Häufig gestellte Fragen
Worum geht es in dieser Seminararbeit grundsätzlich?
Die Arbeit analysiert, wie Menschen ihr Selbstbild in sozialen und beruflichen Netzwerken präsentieren, basierend auf sozialpsychologischen Identitätstheorien.
Welche zentralen Themenfelder werden behandelt?
Zu den Schwerpunkten gehören das Selbstkonzept, die Theorie der sozialen Identität sowie die praktische Anwendung von Impression Management in sozialen Medien.
Was ist das primäre Ziel der Untersuchung?
Ziel ist es, Unterschiede in der Darstellung auf verschiedenen Netzwerktypen aufzuzeigen und Erfolgsfaktoren für eine wirksame Selbstdarstellung zu definieren.
Welche wissenschaftliche Methode wird verwendet?
Die Arbeit basiert auf einer fundierten Literaturanalyse und einer qualitativen Zuordnung der Quellen.
Was wird im Hauptteil der Arbeit erläutert?
Der Hauptteil gliedert sich in eine theoretische fundierte Auseinandersetzung mit Identitätsprozessen und eine praktische Untersuchung der Selbstdarstellung in digitalen Netzwerken.
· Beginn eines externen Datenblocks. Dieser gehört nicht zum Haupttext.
PR #9, opened 2018-05-10
rdgo: Switch to centos 7 mock root

ashcrow:
Tested by building ``cri-o``. No issues.


miabbott:
> Nice! Have you tried the other components yet? If it works, then WDYT of just merging this overlay into the CAHC one for now? E.g. we'll also probably want git master rpm-ostree/ostree too, which is already building there. Though I agree there's an appeal to keeping this definition here.

You know, merging with CAHC would probably get us to PoC status faster than building out our own jobs.  I'm not opposed to this idea.  cc: @mike-nguyen

PR #11, opened 2018-05-11
rdgo: Add openshift repo and required mock packages

ashcrow:


ashcrow:
Set to hold while I try to find the proper way to **not** build the clients in the rpm for other arch/os's as it causes failures.

@dgoodwin if you have any pointers let me know :smile:

peterbaouoft:
Thanks @ashcrow  :), and for more context, we are using [origin.spec](https://github.com/openshift/origin/blob/master/origin.spec) for building package, 
 below is the output when running build cross on a fedora mock: Looks like they have `OS_ONLY_BUILD_PLATFORMS=linux/amd64` set so we skip other distro builds. 
```
hack/build-cross.sh
++ Building go targets for linux/amd64: images/pod
++ Building go targets for linux/amd64: pkg/network/sdn-cni-plugin vendor/github.com/containernetworking/plugins/plugins/ipam/host-local vendor/github.com/containernetworking/plugins/plugins/main/loopback
++ Building go targets for linux/amd64: cmd/hypershift cmd/openshift cmd/oc cmd/oadm cmd/template-service-broker cmd/openshift-node-config vendor/k8s.io/kubernetes/cmd/hyperkube
++ Building go targets for linux/amd64: test/extended/extended.test
hack/build-cross.sh took 458 seconds
+ OS_ONLY_BUILD_PLATFORMS=linux/amd64
+ OS_GIT_VERSION=
+ OS_GIT_COMMIT=
+ OS_GIT_MAJOR=
+ OS_GIT_MINOR=
+ OS_GIT_TREE_STATE=
+ hack/build-go.sh vendor/github.com/onsi/ginkgo/ginkgo
++ Building go targets for linux/amd64: vendor/github.com/onsi/ginkgo/ginkgo
```

But for centos mock, when building cross, we are building for all distros, and that leads to an error due to an unbound variable: (shown below).
```
+ cd /builddir/build/BUILD
+ cd origin-v3.10.0-alpha.0-1098-7cfc7eaadd23a5afc722b6d0dfcb7eddaf6caf63
+ OS_GIT_VERSION=
+ OS_GIT_COMMIT=
+ OS_GIT_MAJOR=
+ OS_GIT_MINOR=
+ OS_GIT_TREE_STATE=
+ OS_BUILD_RELEASE_ARCHIVES=n
+ make build-cross
hack/build-cross.sh
++ Building go targets for linux/amd64: images/pod
++ Building go targets for linux/amd64: pkg/network/sdn-cni-plugin vendor/github.com/containernetworking/plugins/plugins/ipam/host-local vendor/github.com/containernetworking/plugins/plugins/main/loopback
++ Building go targets for linux/amd64: cmd/hypershift cmd/openshift cmd/oc cmd/oadm cmd/template-service-broker cmd/openshift-node-config vendor/k8s.io/kubernetes/cmd/hyperkube
++ Building go targets for darwin/amd64: cmd/hypershift cmd/openshift cmd/oc cmd/oadm cmd/template-service-broker cmd/openshift-node-config vendor/k8s.io/kubernetes/cmd/hyperkube
++ Building go targets for windows/amd64: cmd/hypershift cmd/openshift cmd/oc cmd/oadm cmd/template-service-broker cmd/openshift-node-config vendor/k8s.io/kubernetes/cmd/hyperkube
/builddir/build/BUILD/origin-v3.10.0-alpha.0-1098-7cfc7eaadd23a5afc722b6d0dfcb7eddaf6caf63/hack/lib/constants.sh: line 253: OS_GIT_PATCH: unbound variable
[ERROR] [13:46:35+0000] PID 13387: hack/lib/build/binaries.sh:150: `local -a binaries=("$@")` exited with status 1.
[INFO] [13:46:35+0000] 		Stack Trace: 
[INFO] [13:46:35+0000] 		  1: hack/lib/build/binaries.sh:150: `local -a binaries=("$@")`
[INFO] [13:46:35+0000] 		  2: hack/build-cross.sh:76: os::build::build_binaries
[INFO] [13:46:35+0000]   Exiting with code 1.
make: *** [build-cross] Error 1
```

I am thinking it is because OS_GIT_PATCH was never set in origin.spec, and therefore not get passed in with `os_git_vars` defined [here](https://github.com/openshift/origin/blob/master/origin.spec#L25). And eventually, when executing, the code fails in [here](https://github.com/openshift/origin/blob/master/hack/lib/constants.sh#L253) due to `OS_GIT_PATCH` not being set.

ashcrow:
To keep this updated:

```OS_ONLY_BUILD_PLATFORMS=linux/amd64``` sadly didn't solve the problem. It seems like the only way around this will be to make a PR to ``origin`` with a way to skip redistr via a variable.

**Comment by peterbaouoft** [comment]
@ashcrow, thanks for trying it out =). Meanwhile, I saw this commit https://github.com/openshift/origin/commit/793ea5bb42c33aa409aba9e86f03a655e5be27bd. Sadly, it is related to tito atm after some digging. An example usage of tito with the option set is the following: https://github.com/openshift/origin/blob/12f0ec1763f15dd30ed786a023dc7b92df74ab97/hack/build-rpm-release.sh#L37

**Comment by peterbaouoft** [comment]
Update: those commits may be useful :)
https://github.com/openshift/origin/commit/3f055a9d1199b669997cedfb851b55379878e7d3
https://github.com/openshift/origin/commit/663a36af5c3df42299d5246e9e1654e45cfb70a5
and `make build-rpms-redistributable` in origin repo can create rpms(without relearning all tito related syntaxes) 

**Current status**: i am still looking to see if we can pass those flags without using tito, tito is one known way to do so. I think I will ask on openshift-origin to see it works.

**Comment by miabbott** [comment]
@ashcrow @peterbaouoft Is there a known good commit of the spec file that doesn't include changes which are breaking the build for us?

We might be able to pin the spec file to that commit like so:

```
- src: github:openshift/origin
  spec: internal
    freeze:  <commit id>
```

I know that kind of syntax is supported by the `distgit` key - https://github.com/cgwalters/rpmdistro-gitoverlay/blob/master/doc/example-overlay.yml#L54

**Comment by peterbaouoft** [comment]
@miabbott, https://github.com/openshift/origin/commit/c8c201d2e965bca2fcfd1e3a036b49eb50e4d9e6, seems to be the culprit. But ..it is when openshift is at 3.6.0. If we try to track the git upstream changes, we would want this build to be fixed anyways right? 

I can quickly create a hacky version of rpmdistro-gitoverlay for you to try it out tho :).

**Comment by ashcrow** [comment]
@miabbott I think the answer lies in @peterbaouoft's work to update `rpmdistro-overlay` to allow ``define``.

**Comment by peterbaouoft** [comment]
@ashcrow, https://github.com/cgwalters/rpmdistro-gitoverlay/issues/44, I am thinking about this.

**Comment by ashcrow** [comment]
@jlebon the ``generate-openshift-repo`` would need to run before the compose, but it would provide us with the latest builds. PTAL.

File: centos-7-and-extras-x86_64.cfg [hunk 1]
```diff
@@ -1,7 +1,7 @@
 config_opts['root'] = 'centos-and-extras-7-x86_64'
 config_opts['target_arch'] = 'x86_64'
 config_opts['legal_host_arches'] = ('x86_64',)
-config_opts['chroot_setup_cmd'] = 'install bash bzip2 coreutils cpio diffutils system-release findutils gawk gcc gcc-c++ grep gzip info make patch redhat-rpm-config rpm-build sed shadow-utils tar yum-utils unzip util-linux which xz python'
+config_opts['chroot_setup_cmd'] = 'install bash bzip2 coreutils cpio diffutils system-release findutils gawk gcc gcc-c++ grep gzip info make patch redhat-rpm-config rpm-build sed shadow-utils tar yum-utils unzip util-linux which xz python goversioninfo'
```
peterbaouoft: do we still need this if we don't build origin rpm?

host-base.json
```diff
@@ -5,6 +5,7 @@
     "repos": [
         "atomic-centos-continuous",
         "origin-repo",
+	"openshift",
```
peterbaouoft: minor: an extra space here?

centos-7-and-extras-x86_64.cfg
```diff
@@ -45,4 +45,13 @@ failovermethod=priority
 exclude=docker-python python-docker-py
 gpgkey=file:///usr/share/distribution-gpg-keys/centos/RPM-GPG-KEY-CentOS-7
 gpgcheck=1
+
+[openshift]
+name=openshift
```
peterbaouoft: ditto.

cgwalters: I don't think it's needed in the base buildroot.

generate-openshift-repo
```diff
@@ -0,0 +1,10 @@
+#!/bin/bash
+
```
cgwalters: `set -xeuo pipefail`

cgwalters: Also maybe we should have a `make refresh` that calls this?

centos-7-and-extras-x86_64.cfg
ashcrow: We do not. Will remove.

centos-7-and-extras-x86_64.cfg
ashcrow: Will remove.

ashcrow:
Updated per reviews.

PR #12, opened 2018-05-11
manifest: Add CAHC repo

jlebon:
In preparation for adding more of the packages of interest there[1]. But
even right now, this will allow us to track ostree and rpm-ostree git
master.

[1] https://github.com/CentOS/sig-atomic-buildscripts/pull/326

### DIFF
--- a/host-base.json
+++ b/host-base.json
@@ -3,7 +3,7 @@
     "osname": "openshift-host",
     "ref": "openshift/3.10/x86_64/os",
     "repos": [
-        "ostree-master",
+        "atomic-centos-continuous",
         "origin-repo",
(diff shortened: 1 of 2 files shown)


host-base.json
```diff
@@ -5,7 +5,8 @@
     "repos": [
         "ostree-master",
         "origin-repo",
-        "dustymabe-ignition"
+        "dustymabe-ignition",
```
miabbott: Do we want these in the base or in `host-rhcos.json`?

jlebon: I think these are all RPMs that would be shared between the two variants, so it makes more sense in the base?

PR #13, opened 2018-05-14
treecompose: Generate openshift repo before composing

jlebon:
The treecompose has been erroring out on the fact that it's not finding
an "openshift" repo. Fix this by running `repo-refresh` during the
provisioning phase.

### DIFF
--- a/Makefile
+++ b/Makefile
@@ -7,9 +7,9 @@ syntax-check:
 	done
 
 .PHONY: container
-container:
+container: repo-refresh
 	imagebuild -privileged .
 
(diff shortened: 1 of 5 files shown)


Makefile
```diff
@@ -6,10 +6,10 @@ syntax-check:
 		echo "OK"; \
 	done
 
-.PHONY: container
+.PHONY: container repo-refresh
```
ashcrow: Why is repo-refresh twice ``PHONY``?

jlebon: Thanks, fixed!

PR #14, opened 2018-05-14
rdgo: Set cri-o to use master and force version

ashcrow:


overlay.yml
```diff
@@ -20,8 +20,7 @@ components:
 
   # NOTE: master=1.11.0 which requires a different spec
```
jlebon: We should delete this note now, right?

ashcrow: Yeah :-)

ashcrow: done

overlay.yml
```diff
@@ -18,10 +18,8 @@ components:
     override-version: "1.13.1"
     branch: docker-1.13.1-rhel
 
-  # NOTE: master=1.11.0 which requires a different spec
   - src: github:kubernetes-incubator/cri-o
-    override-version: "1.10.1"
-    branch: release-1.10
+    override-version: "1.11"
```
cgwalters: Unfortunate we still need this; I guess it's an rdgo issue where it should better handle projects which do releases from branches.  For my own reference, today cri-o git master:

```
$ git describe --tags --always --abbrev=42
v1.9.0-beta.2-433-g55a3daaf3dcfe290aba6c621b4fd73db7709072e
```

PR #15, opened 2018-05-14
rdgo: Add ignition via fake distgit

ashcrow:


cgwalters:
We need to delete the ignition COPR repo too right?

ashcrow:
Yeah, we should. Doing so now.

overlay.yml
```diff
@@ -21,5 +21,10 @@ components:
   - src: github:kubernetes-incubator/cri-o
     override-version: "1.11"
 
-#   - src: github:coreos/ignition
-#   TODO: use copr for distgit here OR get spec in the ignition repo
+  - src: github:coreos/ignition
+    override-version: "0.24.0"
```
jlebon: We shouldn't need this, right? Looks like the tag is on the master branch. Would be good to keep those overrides to a minimum to keep maintenance low.

jlebon:
```
$ git describe --tags --always --abbrev=42
v0.24.0-18-g042a00e218eb4a49eb22f053077c4e3152c8caed
```

ashcrow:
Removed from the json file. Leaving the actual repo file there since it's still used in the OTA stuff for the moment. We'll rework that to take advantage of the stream later.

overlay.yml
ashcrow: I'll double check but you're likely correct.

ashcrow: You are correct. I've removed it.

jlebon:
Nice! /lgtm

cgwalters:
@jlebon /lgtm needs to be on a new line I think

jlebon:
Ahh, let me try that again.
/lgtm

PR #16, opened 2018-05-14
Add a rdgo pipeline

mike-nguyen:
Add yet another Jenkins pipeline `Jenkinsfile.overlay` for rdgo built
packages.

### DIFF
--- a/Jenkinsfile.rdgo
+++ b/Jenkinsfile.rdgo
@@ -30,16 +30,24 @@ node(env.NODE) {
             }
         }
 
-        stage("Build Overlay Packages") {
+        stage("Setup and Initialize RDGO") {
             sh """
                 ln -sf $WORKSPACE/overlay.yml ${rdgo}/
+                cd ${rdgo}
+                rm -f rdgo.stamp
                 rpmdistro-gitoverlay init
-                rpmdistro-gitoverlay resolve --fetch-all
-                rpmdistro-gitoverlay build --touch-if-changed rdgo.stamp --logdir=log
             """
         }
 
-        if (!fileExists("${rdgo}/rdgo.stamp})) {
+        stage("Resolve and Fetch Sources") {
+            sh "cd ${rdgo} && rpmdistro-gitoverlay resolve --fetch-all"
+        }
+
+        stage("Build Overlay Packages") {
+            sh "cd ${rdgo} && rpmdistro-gitoverlay build --touch-if-changed rdgo.stamp --logdir=log"
+        }
+
+        if (!fileExists("${rdgo}/rdgo.stamp")) {
             currentBuild.result = 'SUCCESS'
             return
         }
--- a/Jenkinsfile.rdgo
+++ b/Jenkinsfile.rdgo
@@ -8,10 +8,12 @@ node(env.NODE) {
 
     docker.image(DOCKER_IMG).inside(DOCKER_ARGS) {
         stage("Provision") {
-            sh "dnf install -y git rsync openssh-clients dnf-plugins-core fedpkg"
-            sh "cp RPM-GPG-* /etc/pki/rpm-gpg/"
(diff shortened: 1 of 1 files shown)


Jenkinsfile.overlay
```diff
@@ -0,0 +1,53 @@
...
+            sh "ln -sf $WORKSPACE/overlay.yml ${rdgo}/"
+            if (!fileExists("${rdgo}/src")) {
+                sh "cd ${rdgo} && rpmdistro-gitoverlay init"
+            }
+            sh "cd ${rdgo} && rpmdistro-gitoverlay resolve --fetch-all"
+            sh "cd ${rdgo} && rpmdistro-gitoverlay build --touch-if-changed rdgo.stamp --logdir=log"
+        }
+
+        stage("Sync Out") {
+            if (fileExists("${rdgo}/rdgo.stamp")) {
```
jlebon: How about we move this out of the stage:

```
if (!fileExists("${rdgo}/rdgo.stamp")) {
        currentBuild.result = 'SUCCESS'
        return
}

stage("Sync Out") {
...
}
```

This will make it more obvious in the pipeline view which runs actually had builds.

Jenkinsfile.overlay
```diff
@@ -0,0 +1,53 @@
...
+                           -o StrictHostKeyChecking=no' \
+                        ${env.ARTIFACT_SERVER}:${rdgo}/ ${rdgo}
+                """
+            }
+        }
+
+        stage("Build Overlay Packages") {
+            sh "ln -sf $WORKSPACE/overlay.yml ${rdgo}/"
+            if (!fileExists("${rdgo}/src")) {
+                sh "cd ${rdgo} && rpmdistro-gitoverlay init"
```
jlebon: Hmm, this operation is already idempotent, so let's just take it out of the `if`? I think we start from scratch anyway, so we'd always hit this path.

cgwalters: Depends on if we have a previous build.

Jenkinsfile.rdgo
```diff
@@ -0,0 +1,53 @@
...
+                """
+            }
+        }
+
+        stage("Build Overlay Packages") {
+            sh "ln -sf $WORKSPACE/overlay.yml ${rdgo}/"
+            if (!fileExists("${rdgo}/src")) {
+                sh "cd ${rdgo} && rpmdistro-gitoverlay init"
+            }
+            sh "cd ${rdgo} && rpmdistro-gitoverlay resolve --fetch-all"
```
cgwalters: I'd make this a separate stage.  (And this implies a bit making the `ln -sf` and `init` bits part of "Sync In and Init" or so)

The rationale here is that source fetching can be distinct from building.

Jenkinsfile.rdgo
```diff
@@ -0,0 +1,53 @@
...
+            sh "cd ${rdgo} && rpmdistro-gitoverlay build --touch-if-changed rdgo.stamp --logdir=log"
+        }
+
+        stage("Sync Out") {
+            if (fileExists("${rdgo}/rdgo.stamp")) {
```
cgwalters: I think this could use [a when conditional](https://jenkins.io/doc/book/pipeline/syntax/#when) but eh, fine as is now.

Jenkinsfile.overlay
mike-nguyen: The operation is idempotent so I removed the check for `${rdgo}/src` and just ran `rpmdistro-gitoverlay init` as suggested.

Jenkinsfile.rdgo
mike-nguyen: I ended up separating into three stages so it is easier to distinguish which part failed in the pipeline view.

mike-nguyen:
Pushed a fixup  with changes for the comments.

jlebon:
Let's do this!
/lgtm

Welche Schlüsselwörter charakterisieren die Arbeit?
Die Arbeit wird maßgeblich durch Begriffe wie soziale Identität, Impression Management und Selbstdarstellung charakterisiert.
Wie bewerten Personaler die Selbstdarstellung in sozialen Medien?
Personaler nutzen digitale Profile zunehmend zur Informationsbeschaffung; negative Inhalte wie aggressive Sprache oder Drogenhinweise können dabei zum Ausschluss vom Bewerbungsprozess führen.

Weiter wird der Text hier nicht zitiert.